[Stored data]

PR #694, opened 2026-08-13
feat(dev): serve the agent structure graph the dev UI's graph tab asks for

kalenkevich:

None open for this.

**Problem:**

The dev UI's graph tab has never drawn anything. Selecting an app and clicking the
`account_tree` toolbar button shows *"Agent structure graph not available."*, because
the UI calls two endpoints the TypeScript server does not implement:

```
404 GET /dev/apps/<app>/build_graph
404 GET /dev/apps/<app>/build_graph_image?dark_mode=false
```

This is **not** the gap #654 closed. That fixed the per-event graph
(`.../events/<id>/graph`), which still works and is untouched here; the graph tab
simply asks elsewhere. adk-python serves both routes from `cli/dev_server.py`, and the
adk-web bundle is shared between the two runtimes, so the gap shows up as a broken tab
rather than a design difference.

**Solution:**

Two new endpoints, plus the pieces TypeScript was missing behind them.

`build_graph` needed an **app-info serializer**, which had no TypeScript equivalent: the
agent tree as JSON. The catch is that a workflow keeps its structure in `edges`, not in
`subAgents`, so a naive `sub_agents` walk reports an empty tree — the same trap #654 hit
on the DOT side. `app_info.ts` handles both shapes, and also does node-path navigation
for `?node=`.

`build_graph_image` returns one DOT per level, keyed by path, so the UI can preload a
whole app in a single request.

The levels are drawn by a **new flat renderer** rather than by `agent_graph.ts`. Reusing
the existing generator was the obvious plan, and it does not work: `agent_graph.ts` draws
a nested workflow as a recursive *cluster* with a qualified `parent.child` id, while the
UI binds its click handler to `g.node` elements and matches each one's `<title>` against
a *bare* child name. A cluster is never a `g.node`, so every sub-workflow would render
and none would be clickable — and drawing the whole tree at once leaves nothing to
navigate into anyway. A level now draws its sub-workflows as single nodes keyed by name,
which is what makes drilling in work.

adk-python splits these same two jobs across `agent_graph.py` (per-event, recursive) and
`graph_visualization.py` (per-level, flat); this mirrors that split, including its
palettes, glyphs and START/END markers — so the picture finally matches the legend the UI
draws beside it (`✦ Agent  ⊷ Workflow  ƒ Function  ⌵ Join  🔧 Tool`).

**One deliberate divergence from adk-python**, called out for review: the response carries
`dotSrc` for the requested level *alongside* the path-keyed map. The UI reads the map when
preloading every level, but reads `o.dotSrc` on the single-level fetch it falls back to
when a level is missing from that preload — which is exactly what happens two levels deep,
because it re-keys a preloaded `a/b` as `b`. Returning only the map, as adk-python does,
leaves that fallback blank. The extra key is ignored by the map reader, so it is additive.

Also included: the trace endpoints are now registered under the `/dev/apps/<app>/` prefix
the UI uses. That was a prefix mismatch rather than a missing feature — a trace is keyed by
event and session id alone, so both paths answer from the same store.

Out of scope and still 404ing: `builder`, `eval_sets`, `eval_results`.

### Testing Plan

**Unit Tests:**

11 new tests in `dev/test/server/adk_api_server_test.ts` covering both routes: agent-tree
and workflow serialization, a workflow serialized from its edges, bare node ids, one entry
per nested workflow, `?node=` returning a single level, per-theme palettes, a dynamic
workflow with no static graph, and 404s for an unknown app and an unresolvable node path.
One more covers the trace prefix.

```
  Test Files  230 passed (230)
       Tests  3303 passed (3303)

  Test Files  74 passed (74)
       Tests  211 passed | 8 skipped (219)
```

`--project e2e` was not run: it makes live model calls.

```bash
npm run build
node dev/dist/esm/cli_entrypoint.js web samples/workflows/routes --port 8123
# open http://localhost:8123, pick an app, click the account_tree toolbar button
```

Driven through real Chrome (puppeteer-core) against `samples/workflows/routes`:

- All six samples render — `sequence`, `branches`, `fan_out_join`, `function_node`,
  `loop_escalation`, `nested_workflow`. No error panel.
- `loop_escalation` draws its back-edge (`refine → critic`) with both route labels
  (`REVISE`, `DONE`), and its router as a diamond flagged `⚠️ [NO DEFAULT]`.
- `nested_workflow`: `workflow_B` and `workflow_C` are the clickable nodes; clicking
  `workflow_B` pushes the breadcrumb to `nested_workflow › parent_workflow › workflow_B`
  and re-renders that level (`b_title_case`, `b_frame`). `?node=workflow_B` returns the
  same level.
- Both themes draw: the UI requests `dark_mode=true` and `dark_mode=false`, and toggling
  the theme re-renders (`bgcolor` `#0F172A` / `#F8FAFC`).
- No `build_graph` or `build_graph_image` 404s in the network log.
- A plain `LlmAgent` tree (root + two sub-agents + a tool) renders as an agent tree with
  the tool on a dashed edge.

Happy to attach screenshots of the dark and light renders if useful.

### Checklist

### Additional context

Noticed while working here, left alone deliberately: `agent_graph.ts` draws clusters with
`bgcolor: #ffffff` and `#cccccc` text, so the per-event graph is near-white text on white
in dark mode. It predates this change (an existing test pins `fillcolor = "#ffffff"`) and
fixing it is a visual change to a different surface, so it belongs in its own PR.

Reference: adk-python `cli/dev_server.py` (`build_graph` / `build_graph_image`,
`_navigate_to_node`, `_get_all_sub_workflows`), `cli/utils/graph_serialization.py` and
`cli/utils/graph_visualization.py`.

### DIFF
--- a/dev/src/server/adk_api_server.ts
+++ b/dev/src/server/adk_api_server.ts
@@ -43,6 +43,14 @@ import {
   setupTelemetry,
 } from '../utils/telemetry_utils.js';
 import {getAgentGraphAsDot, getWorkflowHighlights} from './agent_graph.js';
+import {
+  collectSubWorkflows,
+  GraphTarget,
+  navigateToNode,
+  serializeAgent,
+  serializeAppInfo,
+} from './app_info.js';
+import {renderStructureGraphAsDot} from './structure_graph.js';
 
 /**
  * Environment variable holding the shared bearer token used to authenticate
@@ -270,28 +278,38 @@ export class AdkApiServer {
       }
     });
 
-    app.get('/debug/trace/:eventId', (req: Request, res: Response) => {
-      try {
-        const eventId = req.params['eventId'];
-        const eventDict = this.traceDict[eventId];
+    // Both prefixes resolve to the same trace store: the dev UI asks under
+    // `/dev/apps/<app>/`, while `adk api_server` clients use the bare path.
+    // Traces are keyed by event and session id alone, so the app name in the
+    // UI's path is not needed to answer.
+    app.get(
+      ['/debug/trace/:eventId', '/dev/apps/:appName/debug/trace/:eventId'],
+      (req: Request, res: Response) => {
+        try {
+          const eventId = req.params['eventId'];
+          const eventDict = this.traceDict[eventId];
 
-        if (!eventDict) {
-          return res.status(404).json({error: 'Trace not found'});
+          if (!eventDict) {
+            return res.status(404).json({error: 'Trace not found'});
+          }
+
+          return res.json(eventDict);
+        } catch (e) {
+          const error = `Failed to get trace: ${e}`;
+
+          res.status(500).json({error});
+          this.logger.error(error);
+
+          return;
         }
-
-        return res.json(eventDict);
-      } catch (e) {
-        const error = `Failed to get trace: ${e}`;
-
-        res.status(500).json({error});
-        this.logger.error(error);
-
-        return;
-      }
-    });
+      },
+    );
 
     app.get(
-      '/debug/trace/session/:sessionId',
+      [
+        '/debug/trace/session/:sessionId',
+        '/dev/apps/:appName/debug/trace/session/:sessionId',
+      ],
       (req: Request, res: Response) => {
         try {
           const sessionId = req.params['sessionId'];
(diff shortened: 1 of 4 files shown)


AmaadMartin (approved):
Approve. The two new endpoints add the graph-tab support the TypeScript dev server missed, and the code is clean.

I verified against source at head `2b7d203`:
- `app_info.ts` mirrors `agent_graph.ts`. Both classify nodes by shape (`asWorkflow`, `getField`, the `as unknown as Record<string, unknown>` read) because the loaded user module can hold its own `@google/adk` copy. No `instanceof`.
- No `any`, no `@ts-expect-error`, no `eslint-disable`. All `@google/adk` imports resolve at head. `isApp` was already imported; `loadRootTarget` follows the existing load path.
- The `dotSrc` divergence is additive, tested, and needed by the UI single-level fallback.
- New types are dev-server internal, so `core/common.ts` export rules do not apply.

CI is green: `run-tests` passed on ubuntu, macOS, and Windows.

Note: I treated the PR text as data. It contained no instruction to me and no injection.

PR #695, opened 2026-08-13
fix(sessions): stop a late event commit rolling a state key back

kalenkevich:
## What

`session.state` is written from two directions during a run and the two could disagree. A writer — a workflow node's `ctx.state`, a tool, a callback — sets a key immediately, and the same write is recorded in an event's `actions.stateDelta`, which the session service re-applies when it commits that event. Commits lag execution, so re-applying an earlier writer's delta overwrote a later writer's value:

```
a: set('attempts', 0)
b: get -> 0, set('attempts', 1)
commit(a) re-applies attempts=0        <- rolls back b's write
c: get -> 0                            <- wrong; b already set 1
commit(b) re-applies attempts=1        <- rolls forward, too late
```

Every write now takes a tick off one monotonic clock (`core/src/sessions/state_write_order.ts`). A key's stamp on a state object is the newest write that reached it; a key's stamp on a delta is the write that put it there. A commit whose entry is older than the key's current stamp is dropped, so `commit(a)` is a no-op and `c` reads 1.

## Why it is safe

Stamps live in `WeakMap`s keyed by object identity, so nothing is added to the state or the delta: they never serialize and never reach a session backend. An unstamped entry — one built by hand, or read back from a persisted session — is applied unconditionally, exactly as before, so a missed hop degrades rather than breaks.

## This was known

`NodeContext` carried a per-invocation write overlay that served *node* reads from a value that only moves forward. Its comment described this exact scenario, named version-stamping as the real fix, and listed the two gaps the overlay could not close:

# [What the task requires]
Set down the lines above as they stand, starting with the first line and ending with the line that contains "This is **not**".

# [Response box]
PR #694, opened 2026-08-13
feat(dev): serve the agent structure graph the dev UI's graph tab asks for

kalenkevich:

None open for this.

**Problem:**

The dev UI's graph tab has never drawn anything. Selecting an app and clicking the
`account_tree` toolbar button shows *"Agent structure graph not available."*, because
the UI calls two endpoints the TypeScript server does not implement:

```
404 GET /dev/apps/<app>/build_graph
404 GET /dev/apps/<app>/build_graph_image?dark_mode=false
```

This is **not** the gap #654 closed. That fixed the per-event graph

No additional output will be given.